Panning equalization with averaged KEMAR-HRTFs rendered panning errors inaudible for all but one listener who detected the audible differences in the panning condition with speech sounds and with wide-band stimuli when the upper frequency was 7.7 kHz or higher. Median d’, however, was clearly below detection threshold for all stimuli. The other two equalization approaches lead to similar results. This is particularly interesting for equalization on the basis of the spherical head model which does not make assumptions about pinna cues. Apparently, even
without equalizing for cues originating from the pinna panning errors were inaudible. PEP should thus be perceptually correct for people wearing hearing devices which place microphones outside the pinna.
An additional listening test evaluated if remaining panning errors stemmed from spectrotemporal or overall level effects (data not shown). Level roving between the first and the second comparison stimulus made panning errors undetectable for all subjects (d’ = 0). This shows that subjects used minute level differences as the detection criterion. Timbral, temporal, or spatial cues could not be used, which is important for practical applications in the music industry.

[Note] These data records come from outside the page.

Issue #2122, opened 2018-07-20
HTTP Strict Transport Security (HSTS) header support is not conform spec


sindlar:
HSTS support in akka-http is not conform spec:
- Trailing semicolons are not supported; see [here](https://github.com/spotify/web-api/issues/655) for an occurrence of this bug in the wild.
- A fixed order of directives is assumed.

See below for a summary of the HSTS header definition.

# HSTS header definition
The [HSTS spec, Section 6](https://tools.ietf.org/html/rfc6797#section-6) defines the HSTS header value through the following ABNF syntax:
```
     Strict-Transport-Security = "Strict-Transport-Security" ":"
                                 [ directive ]  *( ";" [ directive ] )
     directive                 = directive-name [ "=" directive-value ]
     directive-name            = token
     directive-value           = token | quoted-string
```

From the [ABNF spec, Section 2](https://tools.ietf.org/html/rfc2616#section-2), the following parts are relevant:
```
   *rule
      The character "*" preceding an element indicates repetition. The
      full form is "<n>*<m>element" indicating at least <n> and at most
      <m> occurrences of element. Default values are 0 and infinity so
      that "*(element)" allows any number, including zero; "1*element"
      requires at least one; and "1*2element" allows one or two.
   [rule]
      Square brackets enclose optional elements; "[foo bar]" is
      equivalent to "*1(foo bar)".
```

Thus, the HSTS header value syntax can be rewritten to
```
     Strict-Transport-Security = "Strict-Transport-Security" ":"
                                 0*1( directive )  0*∞( ";" 0*1( directive ) )
```

In words, this means the value of the HSTS header has
- an optional directive,
- followed by any number (0 to infinity) of the following successive elements
  - semicolon
  - an optional directive

In addition to this syntax, the [HSTS spec, Section 6.1](https://tools.ietf.org/html/rfc6797#section-6.1) imposes some requirements, summarized below insofar as relevant to this issue:
- The order of appearance of directives is not significant.
- All directives MUST appear only once in an STS header field. Directives are either optional or required, as stipulated in their definitions.
- Unrecognized directives must be ignored.
- The 'max-age' directive is REQUIRED.
- The 'includeSubDomains' directive is OPTIONAL.

PR #2123, opened 2018-07-20
Implement HSTS header support conform spec #2122

sindlar:
Fixes issue [#2122](https://github.com/akka/akka-http/issues/2122) so that HSTS header support is conform spec. Specifically:
- Trailing semicolons are allowed.
- Order of directives is not important.
- 'max-age' directive must occur exactly once.
- 'includeSubDomains' directive may not occur more than once.

### DIFF
--- a/akka-http-core/src/main/scala/akka/http/impl/model/parser/SimpleHeaders.scala
+++ b/akka-http-core/src/main/scala/akka/http/impl/model/parser/SimpleHeaders.scala
@@ -202,7 +202,7 @@ private[parser] trait SimpleHeaders { this: Parser with CommonRules with CommonA
           | ignoreCase("max-age=") ~ `delta-seconds` ~> (MaxAge(_))
       )
     def ignoredDirective = rule {
-      token ~ optional(ws("=") ~ word) ~> ((k: String, v: Option[String]) => IgnoredDirective(k + v.getOrElse("")))
+      token ~ optional(ws("=") ~ word) ~> ((k: String, v: Option[String]) ⇒ IgnoredDirective(k + v.getOrElse("")))
     }
 
     rule {
--- a/akka-http-core/src/main/scala/akka/http/impl/model/parser/SimpleHeaders.scala
+++ b/akka-http-core/src/main/scala/akka/http/impl/model/parser/SimpleHeaders.scala
@@ -194,8 +194,18 @@ private[parser] trait SimpleHeaders { this: Parser with CommonRules with CommonA
   // http://tools.ietf.org/html/rfc7231#section-7.4.2
   def server = rule { products ~ EOI ~> (Server(_)) }
 
-  def `strict-transport-security` = rule {
-    ignoreCase("max-age=") ~ `delta-seconds` ~ optional(ws(";") ~ ignoreCase("includesubdomains") ~ push(true)) ~ zeroOrMore(ws(";") ~ token0) ~ EOI ~> (`Strict-Transport-Security`(_, _))
+  // https://tools.ietf.org/html/rfc6797#section-6
+  def `strict-transport-security` = {
+    def directives =
+      rule(
+        ignoreCase("includesubdomains") ~ push(IncludeSubDomains)
+          | ignoreCase("max-age=") ~ `delta-seconds` ~> (MaxAge(_))
+          | word ~> (IgnoredDirective(_))
+      )
+
+    rule {
+      oneOrMore(directives).separatedBy(oneOrMore(ws(";"))) ~ zeroOrMore(ws(";")) ~ EOI ~> (`Strict-Transport-Security`(_: _*))
+    }
   }
 
   // http://tools.ietf.org/html/rfc7230#section-3.3.1
--- a/akka-http-core/src/main/scala/akka/http/impl/model/parser/SimpleHeaders.scala
+++ b/akka-http-core/src/main/scala/akka/http/impl/model/parser/SimpleHeaders.scala
@@ -206,7 +206,8 @@ private[parser] trait SimpleHeaders { this: Parser with CommonRules with CommonA
     }
 
     rule {
-      oneOrMore(directives | ignoredDirective).separatedBy(oneOrMore(ws(";"))) ~ zeroOrMore(ws(";")) ~ EOI ~> (`Strict-Transport-Security`(_: _*))
+      oneOrMore(directives | ignoredDirective).separatedBy(oneOrMore(ws(";"))) ~ zeroOrMore(ws(";")) ~ EOI ~>
+        (`Strict-Transport-Security`.fromDirectives(_: _*))
     }
   }
 
--- a/akka-http-core/src/main/scala/akka/http/impl/model/parser/SimpleHeaders.scala
+++ b/akka-http-core/src/main/scala/akka/http/impl/model/parser/SimpleHeaders.scala
@@ -200,11 +200,13 @@ private[parser] trait SimpleHeaders { this: Parser with CommonRules with CommonA
       rule(
         ignoreCase("includesubdomains") ~ push(IncludeSubDomains)
           | ignoreCase("max-age=") ~ `delta-seconds` ~> (MaxAge(_))
-          | word ~> (IgnoredDirective(_))
       )
+    def ignoredDirective = rule {
+      token ~ optional(ws("=") ~ word) ~> ((k: String, v: Option[String]) => IgnoredDirective(k + v.getOrElse("")))
+    }
 
     rule {
-      oneOrMore(directives).separatedBy(oneOrMore(ws(";"))) ~ zeroOrMore(ws(";")) ~ EOI ~> (`Strict-Transport-Security`(_: _*))
+      oneOrMore(directives | ignoredDirective).separatedBy(oneOrMore(ws(";"))) ~ zeroOrMore(ws(";")) ~ EOI ~> (`Strict-Transport-Security`(_: _*))
     }
   }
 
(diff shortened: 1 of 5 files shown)


ktoso:
OK TO TEST

akka-http-core/src/main/scala/akka/http/impl/model/parser/SimpleHeaders.scala
```diff
@@ -194,8 +194,21 @@ private[parser] trait SimpleHeaders { this: Parser with CommonRules with CommonA
...
+          | ignoreCase("max-age=") ~ `delta-seconds` ~> (MaxAge(_))
+      )
+    def ignoredDirective = rule {
+      token ~ optional(ws("=") ~ word) ~> ((k: String, v: Option[String]) ⇒ IgnoredDirective(k + v.getOrElse("")))
+    }
+
+    rule {
+      oneOrMore(directives | ignoredDirective).separatedBy(oneOrMore(ws(";"))) ~ zeroOrMore(ws(";")) ~ EOI ~>
+        (`Strict-Transport-Security`.fromDirectives(_: _*))
+    }
```
johanandren: In the spec it says `[ directive ]  *( ";" [ directive ] )` unless I'm really tired this morning and am missing something, that doesn't mean that a trailing semicolon is allowed. It means a directive followed by zero or more semicolon prefixed directives.

Also, you didn't mention adding accepting ignoring unknown directives, is this really a good idea? I see only a note about non-compliant UAs ignoring future/unknown directives in the spec.

akka-http-core/src/main/scala/akka/http/scaladsl/model/headers/StrictTransportSecurityDirective.scala
```diff
@@ -0,0 +1,10 @@
+/*
+ * Copyright (C) 2009-2018 Lightbend Inc. <https://www.lightbend.com>
+ */
+
+package akka.http.scaladsl.model.headers
+
+sealed abstract class StrictTransportSecurityDirective
+case class IgnoredDirective(value: String) extends StrictTransportSecurityDirective
```
johanandren: Make the case classes final to protect from user extension (makes bincomp evolution easier)

akka-http-core/src/main/scala/akka/http/scaladsl/model/headers/StrictTransportSecurityDirective.scala
```diff
@@ -0,0 +1,10 @@
+/*
+ * Copyright (C) 2009-2018 Lightbend Inc. <https://www.lightbend.com>
+ */
+
+package akka.http.scaladsl.model.headers
+
+sealed abstract class StrictTransportSecurityDirective
```
johanandren: mark as `/** Not for user extension */ @DoNotInherit`

akka-http-core/src/main/scala/akka/http/scaladsl/model/headers/headers.scala
```diff
@@ -864,6 +864,16 @@ final case class Server(products: immutable.Seq[ProductVersion]) extends jm.head
 // https://tools.ietf.org/html/rfc6797
 object `Strict-Transport-Security` extends ModeledCompanion[`Strict-Transport-Security`] {
   def apply(maxAge: Long, includeSubDomains: Option[Boolean]) = new `Strict-Transport-Security`(maxAge, includeSubDomains.getOrElse(false))
+
+  def fromDirectives(directives: StrictTransportSecurityDirective*) = {
+    val maxAgeDirectives = directives.filter(_.isInstanceOf[MaxAge])
+    require(maxAgeDirectives.size == 1, "exactly one 'max-age' directive required")
```
johanandren: Require allocates a lambda on every call, please use an `if (exp) throw IllegalArgumentEx(...)` instead to save some GC for this an the other validation both.

akka-http-core/src/main/scala/akka/http/scaladsl/model/headers/headers.scala
```diff
@@ -864,6 +864,16 @@ final case class Server(products: immutable.Seq[ProductVersion]) extends jm.head
 // https://tools.ietf.org/html/rfc6797
 object `Strict-Transport-Security` extends ModeledCompanion[`Strict-Transport-Security`] {
   def apply(maxAge: Long, includeSubDomains: Option[Boolean]) = new `Strict-Transport-Security`(maxAge, includeSubDomains.getOrElse(false))
+
+  def fromDirectives(directives: StrictTransportSecurityDirective*) = {
+    val maxAgeDirectives = directives.filter(_.isInstanceOf[MaxAge])
```
johanandren: `directives.collect { case m: MaxAge => m }`, and lift the partial function out to the header object to make sure only a single instance of it is used/needed

akka-http-core/src/main/scala/akka/http/scaladsl/model/headers/headers.scala
```diff
@@ -864,6 +864,16 @@ final case class Server(products: immutable.Seq[ProductVersion]) extends jm.head
...
+    require(maxAgeDirectives.size == 1, "exactly one 'max-age' directive required")
+
+    val includeSubDomainsDirectives = directives.filter(_.equals(IncludeSubDomains))
```
johanandren: Since we don't use anything but the count of instances `.count(_ eq IncludeSubdomains)` would avoid creating a collection instance, make sure to use `eq` since instance equality is enough, and same here about caching the lambda.

johanandren:
We need Java API also btw.

akka-http-core/src/main/scala/akka/http/impl/model/parser/SimpleHeaders.scala
sindlar: Hi, thanks for your comments!

Going by the ABNF spec, `[ directive ] *( ";" [ directive ] )` can be rewritten to `0*1( directive )  0*∞( ";" 0*1( directive ) )`. Especially note that the directives are *optional*, and therefore in my understanding the following strings are all syntactically valid:
* directive1; directive2
* directive1;; directive2;
* ; directive2
* ;;;
However, they are not conform spec, because the spec requires at least the `max-age` directive to be present. Nevertheless, I think a trailing semicolon is syntactically allowed!

I'm not sure I understand your point about ignored directives. [Section 6.1 of the spec](https://tools.ietf.org/html/rfc6797#section-6.1) mentions:

> 5.  If an STS header field contains directive(s) not recognized by
>     the UA, the UA MUST ignore the unrecognized directives, and if
>     the STS header field otherwise satisfies the above requirements
>     (1 through 4), the UA MUST process the recognized directives.

In my implementation, ignored directives are parsed into instances of `IgnoredDirective`, and filtered out in `Strict-Transport-Security#fromDirectives`. Does this clarify it for you?

johanandren: Yes, you are right, the square brackets is what my monday morning eyes didn't catch, thanks for clarifying.

johanandren: And point 5. Good, then this is the expected behavior per spec!

sindlar:
Hi @johanandren ,

You remarked "We need Java API also btw." Does that still need addressing? I wasn't sure, because the Scala model (`final case class `Strict-Transport-Security`(maxAge: Long, includeSubDomains: Boolean = false) extends jm.headers.StrictTransportSecurity`) hasn't changed.

akka-http-core/src/main/scala/akka/http/impl/model/parser/SimpleHeaders.scala
raboof: (really weird spec though... but yeah)

akka-http-core/src/test/scala/akka/http/scaladsl/model/headers/HeaderSpec.scala
```diff
@@ -84,18 +84,34 @@ class HeaderSpec extends FreeSpec with Matchers {
...
         headers.`Strict-Transport-Security`.parseFromValueString("max-age=30; includeSubDomains") shouldEqual Right(headers.`Strict-Transport-Security`(30, true))
-        headers.`Strict-Transport-Security`.parseFromValueString("max-age=30; includeSubDomains; preload") shouldEqual Right(headers.`Strict-Transport-Security`(30, true))
+        headers.`Strict-Transport-Security`.parseFromValueString("includeSubDomains; max-age=30") shouldEqual Right(headers.`Strict-Transport-Security`(30, true))
       }
-      "successful parse run with additional values" in {
+      "successful parse run with ignored directives" in {
         headers.`Strict-Transport-Security`.parseFromValueString("max-age=30; includeSubDomains; preload; dummy") shouldEqual
           Right(headers.`Strict-Transport-Security`(30, true))
-        headers.`Strict-Transport-Security`.parseFromValueString("max-age=30; includeSubDomains; dummy; preload") shouldEqual
+        headers.`Strict-Transport-Security`.parseFromValueString("max-age=30; includeSubDomains; foo=bar; preload") shouldEqual
```
raboof: Why not test `foo=bar`?

akka-http-core/src/main/scala/akka/http/impl/model/parser/SimpleHeaders.scala
raboof: I'm not entirely sure about those `IgnoredDirective`s: indeed the spec says the UA must ignore unrecognized directives, but even if Akka HTTP doesn't recognize them, the application could, so I'm not sure it's the responsibility of Akka HTTP to filter those out. OTOH we don't keep arbitrary fields in e.g. `HttpCookie` so this is consistent & fine.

A further test assessed the detection of panning errors in the primary sound in the presence of simulated room reflections. The introduction of reflections also rendered panning errors inaudible, thus demonstrating that perceptual equalization with the PEP algorithm is a viable approach even in real listening rooms with sound reflections.
CONCLUSIONSAn algorithm to equalize perceptual errors caused by playing coherent sounds from two nearby loudspeakers was presented and evaluated (PEP algorithm – Perceptually Equalized Panning). The PEP algorithm lightweight to implement and sufficient to render panned sources from nearby speakers perceptually equivalent to real sources placed at the panned location. This is particularly important in practical applications where reflections are present where the algorithm likewise creates an accurate reproduction of timbral cues.
ACKNOWLEDGMENTSWe thankfully acknowledge the support by NIH RO1 DCD 00087.
REFERENCESDuda, R. O., and Martens, W. L. (1998). "Range dependence of the response of a spherical head model," J. Acoust. Soc. Am.
Fastl, H. (1987). "Ein Störgeräusch für die Sprachaudiometrie (A background noise for speech audiometry)," Audiologische Akustik 26, 2-13.
Gardner, B., and Martin, K. (1994). "HRTF Measurements of a KEMAR Dummy-Head Microphone," (MIT Media Lab).
Griesinger, D. (2002). "Stereo and Surround Panning in Practice," in Proceedings 112th AES Convention, Munich, edited by B.
C. J. Moore (Audio Eng. Soc.).
Hafter, E., and Seeber, B. (2004). "The Simulated Open Field Environment for auditory localization research," in Proc. ICA 2004, 18th Int. Congress on Acoustics, Kyoto, Japan, 4.-9.04.2004 (Int. Commission on Acoustics), pp. 3751-3754.
Mackersie, C. L., Boothroyd, A., and Minniear, D. (2001). "Evaluation of the Computer-assisted Speech Perception Assessment Test (CASPA)," J Am Acad Audiol 12, 390-396.